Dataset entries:
----------------

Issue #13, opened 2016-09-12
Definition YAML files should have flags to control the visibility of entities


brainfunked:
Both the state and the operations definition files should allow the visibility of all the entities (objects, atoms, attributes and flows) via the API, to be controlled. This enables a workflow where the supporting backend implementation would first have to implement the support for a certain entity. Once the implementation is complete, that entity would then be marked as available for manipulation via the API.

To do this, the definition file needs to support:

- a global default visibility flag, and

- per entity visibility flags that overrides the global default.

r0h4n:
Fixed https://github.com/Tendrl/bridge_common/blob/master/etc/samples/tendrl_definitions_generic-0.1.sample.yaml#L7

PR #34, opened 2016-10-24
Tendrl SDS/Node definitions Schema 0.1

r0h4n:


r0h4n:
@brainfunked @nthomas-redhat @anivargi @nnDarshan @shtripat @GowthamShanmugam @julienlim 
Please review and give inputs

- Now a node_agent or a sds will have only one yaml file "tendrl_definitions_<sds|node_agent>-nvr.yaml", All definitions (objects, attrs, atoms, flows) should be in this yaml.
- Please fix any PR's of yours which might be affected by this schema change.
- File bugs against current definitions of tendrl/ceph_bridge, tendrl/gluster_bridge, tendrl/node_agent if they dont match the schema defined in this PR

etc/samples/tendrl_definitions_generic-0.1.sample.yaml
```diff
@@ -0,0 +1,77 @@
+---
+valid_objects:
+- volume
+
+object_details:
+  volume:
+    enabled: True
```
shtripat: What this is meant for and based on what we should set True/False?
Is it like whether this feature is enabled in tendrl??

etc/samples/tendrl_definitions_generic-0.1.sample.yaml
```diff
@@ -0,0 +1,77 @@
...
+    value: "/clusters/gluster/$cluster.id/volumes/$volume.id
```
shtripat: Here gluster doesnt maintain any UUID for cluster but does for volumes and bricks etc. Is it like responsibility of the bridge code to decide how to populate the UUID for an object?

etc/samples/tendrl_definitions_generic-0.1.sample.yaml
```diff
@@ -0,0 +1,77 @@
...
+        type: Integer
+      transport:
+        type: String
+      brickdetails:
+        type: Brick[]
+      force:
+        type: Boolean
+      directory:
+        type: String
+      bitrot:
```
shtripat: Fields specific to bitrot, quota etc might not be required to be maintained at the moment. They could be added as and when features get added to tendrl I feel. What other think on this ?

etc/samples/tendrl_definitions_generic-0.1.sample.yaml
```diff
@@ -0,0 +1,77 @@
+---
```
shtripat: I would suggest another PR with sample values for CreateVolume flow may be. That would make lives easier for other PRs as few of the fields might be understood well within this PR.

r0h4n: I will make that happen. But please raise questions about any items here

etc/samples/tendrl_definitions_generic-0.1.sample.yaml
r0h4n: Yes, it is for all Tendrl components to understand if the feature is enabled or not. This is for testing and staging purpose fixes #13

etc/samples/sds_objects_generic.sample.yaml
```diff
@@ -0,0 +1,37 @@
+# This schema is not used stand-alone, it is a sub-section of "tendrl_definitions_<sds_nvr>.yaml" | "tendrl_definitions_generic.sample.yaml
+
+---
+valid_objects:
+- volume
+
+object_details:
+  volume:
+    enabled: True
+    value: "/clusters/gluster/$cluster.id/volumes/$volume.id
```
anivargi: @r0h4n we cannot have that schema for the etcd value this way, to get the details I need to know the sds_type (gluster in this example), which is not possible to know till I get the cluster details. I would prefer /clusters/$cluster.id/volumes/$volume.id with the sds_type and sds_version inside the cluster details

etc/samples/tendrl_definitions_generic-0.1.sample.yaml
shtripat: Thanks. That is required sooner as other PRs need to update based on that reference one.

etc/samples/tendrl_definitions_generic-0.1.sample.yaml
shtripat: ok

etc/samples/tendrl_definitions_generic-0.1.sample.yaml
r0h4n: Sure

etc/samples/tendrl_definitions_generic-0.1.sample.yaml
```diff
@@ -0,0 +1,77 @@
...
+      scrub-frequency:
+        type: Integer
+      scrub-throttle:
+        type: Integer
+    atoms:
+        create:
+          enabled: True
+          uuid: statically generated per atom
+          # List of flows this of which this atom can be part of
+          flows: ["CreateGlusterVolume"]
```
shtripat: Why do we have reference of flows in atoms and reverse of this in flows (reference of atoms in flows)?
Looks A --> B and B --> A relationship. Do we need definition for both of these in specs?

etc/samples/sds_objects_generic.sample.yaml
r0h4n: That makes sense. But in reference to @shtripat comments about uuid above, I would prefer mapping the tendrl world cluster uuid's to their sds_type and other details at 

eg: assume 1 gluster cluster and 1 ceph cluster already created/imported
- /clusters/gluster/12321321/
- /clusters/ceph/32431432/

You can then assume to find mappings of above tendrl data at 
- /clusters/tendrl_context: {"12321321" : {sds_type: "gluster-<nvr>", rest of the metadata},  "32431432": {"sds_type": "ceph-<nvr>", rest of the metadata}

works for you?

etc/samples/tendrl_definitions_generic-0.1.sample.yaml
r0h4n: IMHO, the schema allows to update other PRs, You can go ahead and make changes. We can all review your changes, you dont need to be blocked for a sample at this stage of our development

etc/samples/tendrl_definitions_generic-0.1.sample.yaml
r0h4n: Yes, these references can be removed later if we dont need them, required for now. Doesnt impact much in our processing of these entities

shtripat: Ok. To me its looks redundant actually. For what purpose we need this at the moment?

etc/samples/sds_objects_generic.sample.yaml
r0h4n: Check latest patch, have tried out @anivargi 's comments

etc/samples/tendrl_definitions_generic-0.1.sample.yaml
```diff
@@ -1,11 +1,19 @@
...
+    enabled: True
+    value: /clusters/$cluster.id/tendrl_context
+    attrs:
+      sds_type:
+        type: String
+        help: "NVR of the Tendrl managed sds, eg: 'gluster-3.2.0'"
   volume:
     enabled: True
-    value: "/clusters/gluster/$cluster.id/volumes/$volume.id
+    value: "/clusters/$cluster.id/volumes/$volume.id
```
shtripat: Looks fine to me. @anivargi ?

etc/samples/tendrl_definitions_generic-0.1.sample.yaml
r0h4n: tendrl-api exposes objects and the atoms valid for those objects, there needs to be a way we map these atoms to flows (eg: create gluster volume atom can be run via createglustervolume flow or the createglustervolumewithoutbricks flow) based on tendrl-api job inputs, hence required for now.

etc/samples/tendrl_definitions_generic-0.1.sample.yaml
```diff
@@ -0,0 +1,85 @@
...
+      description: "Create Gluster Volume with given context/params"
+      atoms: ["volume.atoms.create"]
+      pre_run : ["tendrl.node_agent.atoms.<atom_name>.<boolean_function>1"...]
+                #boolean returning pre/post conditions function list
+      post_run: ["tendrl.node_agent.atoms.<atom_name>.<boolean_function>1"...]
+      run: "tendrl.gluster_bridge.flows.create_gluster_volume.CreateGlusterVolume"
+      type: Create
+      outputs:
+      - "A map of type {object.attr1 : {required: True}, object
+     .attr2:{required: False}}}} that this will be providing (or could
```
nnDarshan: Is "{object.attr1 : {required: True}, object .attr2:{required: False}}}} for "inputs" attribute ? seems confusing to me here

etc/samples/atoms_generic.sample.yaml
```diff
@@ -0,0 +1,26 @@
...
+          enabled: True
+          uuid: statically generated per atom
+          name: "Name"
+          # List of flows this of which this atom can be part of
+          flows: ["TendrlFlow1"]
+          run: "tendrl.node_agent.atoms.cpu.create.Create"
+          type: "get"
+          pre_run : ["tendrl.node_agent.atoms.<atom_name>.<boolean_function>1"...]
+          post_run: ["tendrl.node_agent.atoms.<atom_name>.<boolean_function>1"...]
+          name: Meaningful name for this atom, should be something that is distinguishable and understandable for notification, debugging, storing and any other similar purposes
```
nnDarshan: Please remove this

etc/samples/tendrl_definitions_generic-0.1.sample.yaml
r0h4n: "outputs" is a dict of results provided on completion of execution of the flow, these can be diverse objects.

----------------

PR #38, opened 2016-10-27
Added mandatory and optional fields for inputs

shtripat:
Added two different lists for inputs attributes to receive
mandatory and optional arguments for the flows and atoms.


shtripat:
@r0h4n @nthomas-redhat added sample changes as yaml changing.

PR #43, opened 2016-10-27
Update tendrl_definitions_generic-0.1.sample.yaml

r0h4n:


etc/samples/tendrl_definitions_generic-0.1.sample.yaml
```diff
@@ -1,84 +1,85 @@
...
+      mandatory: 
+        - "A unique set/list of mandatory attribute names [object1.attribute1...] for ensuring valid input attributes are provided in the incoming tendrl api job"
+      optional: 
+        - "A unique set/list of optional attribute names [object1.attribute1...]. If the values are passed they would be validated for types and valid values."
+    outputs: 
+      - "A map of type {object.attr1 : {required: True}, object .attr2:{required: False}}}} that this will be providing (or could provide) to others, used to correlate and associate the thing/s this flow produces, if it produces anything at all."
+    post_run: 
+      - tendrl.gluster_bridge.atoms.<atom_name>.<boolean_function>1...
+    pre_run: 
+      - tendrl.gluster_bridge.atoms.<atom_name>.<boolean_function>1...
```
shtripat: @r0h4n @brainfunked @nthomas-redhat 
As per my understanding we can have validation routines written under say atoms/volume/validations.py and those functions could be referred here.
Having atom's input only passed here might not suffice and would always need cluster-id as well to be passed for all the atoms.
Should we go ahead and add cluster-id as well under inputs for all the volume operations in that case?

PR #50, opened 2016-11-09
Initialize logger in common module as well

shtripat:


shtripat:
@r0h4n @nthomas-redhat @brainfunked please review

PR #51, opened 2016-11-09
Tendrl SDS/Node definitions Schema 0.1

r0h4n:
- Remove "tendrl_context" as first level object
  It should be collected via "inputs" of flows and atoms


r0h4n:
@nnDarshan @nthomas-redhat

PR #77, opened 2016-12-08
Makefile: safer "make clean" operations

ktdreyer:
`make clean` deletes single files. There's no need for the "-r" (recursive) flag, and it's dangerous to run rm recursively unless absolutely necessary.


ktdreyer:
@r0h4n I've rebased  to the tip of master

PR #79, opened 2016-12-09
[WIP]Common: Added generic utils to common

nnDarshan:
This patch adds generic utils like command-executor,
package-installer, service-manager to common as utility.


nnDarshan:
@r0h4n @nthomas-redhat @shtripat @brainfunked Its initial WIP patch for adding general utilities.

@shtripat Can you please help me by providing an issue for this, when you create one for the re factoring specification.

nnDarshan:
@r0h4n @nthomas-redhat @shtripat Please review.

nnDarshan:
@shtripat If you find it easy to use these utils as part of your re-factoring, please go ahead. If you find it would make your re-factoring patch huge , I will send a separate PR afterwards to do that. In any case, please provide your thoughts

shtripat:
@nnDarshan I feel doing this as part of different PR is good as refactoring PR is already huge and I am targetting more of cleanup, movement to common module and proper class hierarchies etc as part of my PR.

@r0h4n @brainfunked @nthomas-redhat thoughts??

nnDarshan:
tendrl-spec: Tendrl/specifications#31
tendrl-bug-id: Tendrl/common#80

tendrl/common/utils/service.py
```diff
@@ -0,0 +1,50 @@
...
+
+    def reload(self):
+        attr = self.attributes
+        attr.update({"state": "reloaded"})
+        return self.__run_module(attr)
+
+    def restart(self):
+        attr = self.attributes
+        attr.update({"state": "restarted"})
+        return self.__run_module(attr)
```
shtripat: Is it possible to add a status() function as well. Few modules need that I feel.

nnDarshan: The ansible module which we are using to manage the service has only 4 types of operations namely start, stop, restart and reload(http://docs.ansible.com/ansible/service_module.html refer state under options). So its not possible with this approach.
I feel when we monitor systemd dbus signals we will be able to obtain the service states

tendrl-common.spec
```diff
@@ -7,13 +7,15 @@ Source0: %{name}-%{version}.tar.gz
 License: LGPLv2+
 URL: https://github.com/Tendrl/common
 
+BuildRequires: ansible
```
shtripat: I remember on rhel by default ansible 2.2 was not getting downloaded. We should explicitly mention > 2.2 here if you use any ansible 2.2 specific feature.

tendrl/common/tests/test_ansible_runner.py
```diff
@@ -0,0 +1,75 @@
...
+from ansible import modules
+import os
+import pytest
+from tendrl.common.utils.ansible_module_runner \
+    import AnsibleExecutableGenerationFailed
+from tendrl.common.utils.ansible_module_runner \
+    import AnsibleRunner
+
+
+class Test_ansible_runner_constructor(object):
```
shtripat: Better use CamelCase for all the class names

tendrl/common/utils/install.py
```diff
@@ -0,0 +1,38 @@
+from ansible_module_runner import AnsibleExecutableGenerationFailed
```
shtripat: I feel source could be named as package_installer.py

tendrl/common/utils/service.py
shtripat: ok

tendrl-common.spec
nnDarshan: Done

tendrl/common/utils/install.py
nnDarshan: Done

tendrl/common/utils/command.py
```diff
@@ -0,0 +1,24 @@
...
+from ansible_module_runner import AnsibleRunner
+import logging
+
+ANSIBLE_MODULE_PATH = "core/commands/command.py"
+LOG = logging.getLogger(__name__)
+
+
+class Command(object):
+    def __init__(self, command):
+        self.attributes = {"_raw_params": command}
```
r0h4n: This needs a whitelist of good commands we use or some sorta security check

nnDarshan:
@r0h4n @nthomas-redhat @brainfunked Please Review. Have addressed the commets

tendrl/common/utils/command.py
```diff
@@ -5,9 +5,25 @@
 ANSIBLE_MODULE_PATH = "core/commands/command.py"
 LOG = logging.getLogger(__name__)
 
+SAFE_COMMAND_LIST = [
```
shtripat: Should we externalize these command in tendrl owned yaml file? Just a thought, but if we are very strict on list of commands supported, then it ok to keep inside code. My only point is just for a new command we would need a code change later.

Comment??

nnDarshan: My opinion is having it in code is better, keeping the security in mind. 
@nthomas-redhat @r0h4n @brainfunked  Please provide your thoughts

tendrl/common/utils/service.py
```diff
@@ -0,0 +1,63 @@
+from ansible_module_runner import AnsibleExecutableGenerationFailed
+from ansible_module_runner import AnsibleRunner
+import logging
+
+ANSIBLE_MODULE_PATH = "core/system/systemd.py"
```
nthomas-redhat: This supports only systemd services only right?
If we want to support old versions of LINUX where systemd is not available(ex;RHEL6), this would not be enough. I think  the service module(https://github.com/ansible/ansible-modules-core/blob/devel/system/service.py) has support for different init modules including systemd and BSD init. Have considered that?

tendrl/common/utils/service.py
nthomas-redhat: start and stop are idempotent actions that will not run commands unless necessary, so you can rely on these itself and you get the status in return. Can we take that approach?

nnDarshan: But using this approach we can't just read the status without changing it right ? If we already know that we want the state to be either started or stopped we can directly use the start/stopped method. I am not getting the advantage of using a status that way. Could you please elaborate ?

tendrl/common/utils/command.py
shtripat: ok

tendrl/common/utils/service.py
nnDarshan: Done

----------------

Which lines in the records contain the word "brainfunked"? Copy each one.

Result below ::
brainfunked:
@brainfunked @nthomas-redhat @anivargi @nnDarshan @shtripat @GowthamShanmugam @julienlim 
shtripat: @r0h4n @brainfunked @nthomas-redhat 
@r0h4n @nthomas-redhat @brainfunked please review
@r0h4n @nthomas-redhat @shtripat @brainfunked Its initial WIP patch for adding general utilities.
@r0h4n @brainfunked @nthomas-redhat thoughts??
@r0h4n @nthomas-redhat @brainfunked Please Review. Have addressed the commets
@nthomas-redhat @r0h4n @brainfunked  Please provide your thoughts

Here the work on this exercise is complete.